Minha leitura do romance '2666', de Roberto Bolaño, avança agora pelo deserto de Sonora, na fronteira do México com os Estados Unidos. Já percorreu, ao todo, quase seiscentas páginas, duzentas só no deserto, entre cactos e arbustos cobertos de terra amarela, e nas ruas e trilhas da periferia de Santa Teresa, onde mulheres jovens (a maioria trabalhadoras pobres das inúmeras fábricas da região) são sequestradas, estupradas e assassinadas, e seus corpos abandonados em terrenos baldios, lixões ou becos mal iluminados, em meio a caixas de papelão, sacos plásticos e outros restos de coisas largadas e imprestáveis.

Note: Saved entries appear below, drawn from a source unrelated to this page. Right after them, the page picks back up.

PR #2403, opened 2015-07-24
Simpler session service

nickstenning:
This PR does three things. In order of importance:

- wraps the ngResource for managing session state in a service, which
  allows us to expose current session state as `session.state` on that
  instance. This means that components of the application that don't
  want to alter or explicitly fetch session state, but wish to display
  some part of it (such as the current authenticated userid, etc.) can
  do so more easily.
- moves configuration of the session resources into the session service
  rather than requiring configuration from outside via a
  sessionProvider.
- translates the session service to JavaScript from CoffeeScript.
- rolls up the existing 'xsrf' service/value into the session state.


nickstenning:
Having done this, it's obvious that it would be nice, if possible, to make `session.state.userid` the canonical "what's the current userid".

nickstenning:
But there's a bit more to unpick there between the `auth` and the `identity` service, so that's probably worth talking about synchronously...

tilgovi:
I think you should take a read through my emails to the dev list about extensibility and take another shot at this.

I would like to make the session a storage interface. Let's add DELETE/PUT to the server for /session/{key} so the client can actually use it as a place to persist things.

I like `session.state` because I don't want to mix the storage keys with the API methods. But a nicer API might be `session.get()` that returns the state (optionally `session.get('key')`) and `session.put('key', 'value')`. These could be either asynchronous or they could be synchronous with companion `session.save()` and `session.load()`, etc. One appealing thing about that is that `get` and `put` can be implemented concretely while `save()` and `load()` can be implemented on the provider as no-ops by default. Then, customizing the sessionProvider becomes totally optional, but customizing it to deal with a server-side session is pretty easy.

I like that you took the session stuff out of the accounts config, but I don't want to move those actions into the session more formally. I would rather the accounts package just have its own ngResource for some authentication routes and maybe we can finally deprecate the hideous __formid__ stuff soon.

Let's definitely hold the config package line, though. I really want to keep as many assumptions about client<->server protocol, particularly around Hypothesis-specific stuff like auth, out of the main application. The only protocol specifics I'm really comfortable putting outside the config package right now are basic annotation CRUD things. The rest is too specific and subject to change.

tilgovi:
I'm merging this. Let's start with this. It will make some next steps easier, for sure. Thank you.

PR #2404, opened 2015-07-24
Enable toggling features for admins only

nickstenning:
Allow toggling features on for users set as admins in our accounts system. This means we can deploy features to production and allow admin users to test them before releasing them to the general population.


tilgovi:
Nice one. Liking this new Features system.

PR #2405, opened 2015-07-27
Our 404 error response should have a 404 status code.

nickstenning:
Before:

    $ curl -sD- https://hypothes.is/app/i/dont/exist | head -n1
    HTTP/1.1 200 OK

After:

    $ curl -sD- https://localhost:5000/app/i/dont/exist | head -n1
    HTTP/1.1 404 Not Found


seanh:
Surprised that `@notfound_view_config` doesn't do this by default

PR #2407, opened 2015-07-27
Consolidate and style the admin interface

nickstenning:
This commit brings together "administrator" views into one place -- the
Hypothesis admin console, found at /admin.

So far, the only to admin views we have are for flagging/unflagging
users as NIPSA, and for administering administrative user status. In the
near future, we may also have a feature flag console in here.

- I've moved all the admin views into `h.admin` so that we don't
  confuse business logic view functions with administrative view
  functions, and so that in future it is easier to treat the `/admin`
  tree as a single entity for the purposes of permissions, etc.
- I've added an "admin" page layout, which uses Twitter Bootstrap for
  basic styling.
- I've rejigged both the NIPSA and the administrator users pages to make
  use of bootstrap.


nickstenning:
FYI, ignoring Bootstrap:

```
 h/accounts/test/views_test.py             | 153 ------------------------------------
 h/accounts/views.py                       |  57 --------------
 h/admin.py                                | 108 ++++++++++++++++++++++++++
 h/app.py                                  |   2 +-
 h/assets.yaml                             |  23 ++++++
 h/templates/admin/admins.html.jinja2      |  51 ++++++++++++
 h/templates/admin/index.html.jinja2       |  11 +++
 h/templates/admin/nipsa.html.jinja2       |  55 +++++++++++++
 h/templates/admin_users.html.jinja2       |  33 --------
 h/templates/includes/flashbar.html.jinja2 |  10 +++
 h/templates/layouts/admin.html.jinja2     |  63 +++++++++++++++
 h/templates/nipsa.html.jinja2             |  31 --------
 h/test/admin_test.py                      | 232 +++++++++++++++++++++++++++++++++++++++++++++++++++++++
 h/test/nipsa_test.py                      |  70 -----------------
 14 files changed, 554 insertions(+), 345 deletions(-)
```

nickstenning:
The coveralls figure is bogus, I think. It hasn't picked up the `h.admin` and `h.test.admin_test` modules.

nickstenning:
Oh, and this is another PR where a checkout and `git diff -C` will be your friend.

seanh:
I think it'd be nice to have `h/admin/admin_users/views.py` and `h/admin/nipsa/views.py` instead of having all the views in one file, but we can always move to a layout like that later when we have more features.

seanh:
I'm also thinking it'd be nice  to implement the whole foo feature in h.foo, so it'd be nice if it could have h/foo/admin/views.py, and register a tab and views with the admin console from there. Again happy to leave that until later

seanh:
I might suggest `admin_users` instead of `admins`, to differentiate it more from `admin` begin used for something else now

nickstenning:
> I'm also thinking it'd be nice to implement the whole foo feature in h.foo, so it'd be nice if it could have h/foo/admin/views.py, and register a tab and views with the admin console from there.

Maybe, but I'm currently thinking of the admin pages as clients of the API of other modules, rather than thinking of admin pages as provided by other modules. There are dependencies either way you look at it:

- either admin pages depend on a preexisting API to get their work done
- or admin pages depend on an admin-pages-registration API and are blended with the code they provide admin tools for

I don't feel particularly strongly about it either way, but I went with the former for now. If we end up having more admin pages perhaps we'll feel that registration is a better way to go...

nickstenning:
As for "admins" vs "admin_users" -- personally, I prefer the former, and I don't think there are any contexts where it's particularly unclear, but if you feel strongly I'm happy to change it.

PR #2409, opened 2015-07-28
Move `request.es` property to h.api.db

nickstenning:
Given that `h.api.db` is already responsible for reading the settings
and configuring the ElasticSearch client, it seems sensible that this
request property is added here.

This simplifies `h.api.search` and will simplify getting access to the
ElasticSearch client from CLI tools I'm currently working on.


tilgovi:
Yay. I also like seeing the index parameterized.

PR #2411, opened 2015-07-29
Show orphans (with notice) and sort by selector

tilgovi:


nickstenning:
Can you put this behind a feature flag so we have control over it in production?

tilgovi:
Closing, will re-open with new code.

PR #2412, opened 2015-07-29
Share a group

seanh:
This is the second pull request for the groups feature.

What's in here:

* If you visit a group's page when you're not logged-in it tells you what group this is and gives you a link to login in order to join
* If you are logged-in it gives you a button to join the group. Clicking this button adds you to the group in the db and reloads the page.
* If you are already a member it tells you so and gives you a link to copy and share with others in order to invite them
* "You've joined" flash message
* Needless to say some design polish is needed for these pages.
* The login link just opens `/login` in a new tab. After logging in or registering and activating you have to go back to the original tab and refresh it. It doesn't attempt to take you to the login page within the one tab and then have it redirect back to the group's page after login, because that doesn't work for people who need to register, activate, possibly install the extension. More onboarding flow design work is needed here.
* There are two links to the group's page in the groups dropdown in the sidebar: both the group's name and the "link" icon link to it. This is because in the future the group's name will become a button for focusing the sidebar on that group instead.

### DIFF
--- a/h/groups/logic.py
+++ b/h/groups/logic.py
@@ -1,0 +1,7 @@
+from h import hashids
+
+
+def url_for_group(request, group):
+    """Return the URL for the given group's page."""
+    hashid = hashids.encode(request, "h.groups", number=group.id)
+    return request.route_url('group_read', hashid=hashid, slug=group.slug)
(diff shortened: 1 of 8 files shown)


seanh:
@tilgovi This one is a couple of days old, also ready for review, just did a massive rebase onto the latest master

seanh:
Rebased onto latest master

nickstenning:
LGTM.

PR #4024, opened 2016-11-04
Fix extra space at end of search queries

### LINKED ISSUE #3985: Extra + at end of search query
Open the `/search` page, type "foo bar<Space>" into the search bar (it's important that you type the second space so that "bar" gets lozengified), hit `Enter`, the URL is `http://localhost:5000/search?q=foo+bar+`.

Expected: `http://localhost:5000/search?q=foo+bar`

chdorner:
Instead of looping through the lozenges and appending the content and a
trailing space, we just get an array of the lozenge contents and join
it. This way we avoid the extra space at the end.

Fixes #3985.

### DIFF
--- a/h/static/scripts/controllers/search-bar-controller.js
+++ b/h/static/scripts/controllers/search-bar-controller.js
@@ -132,10 +132,10 @@ class SearchBarController extends Controller {
       var hiddenInput = document.createElement('input');
       hiddenInput.type = 'hidden';
 
-      Array.from(this._lozengeContainer.querySelectorAll('.js-lozenge__content')).forEach((loz) => {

O que mais encontramos nessa parte do livro são cadáveres, centenas deles. E investigações que não levam a nada, policiais corruptos, pobreza, drogas. Aqui Bolaño descreve o mal. É horrível, angustiante. A sensação é de desamparo, de impotência. Cada corpo descoberto, cada caso arquivado sem solução (e quase todos são arquivados sem solução), são como punhaladas no peito.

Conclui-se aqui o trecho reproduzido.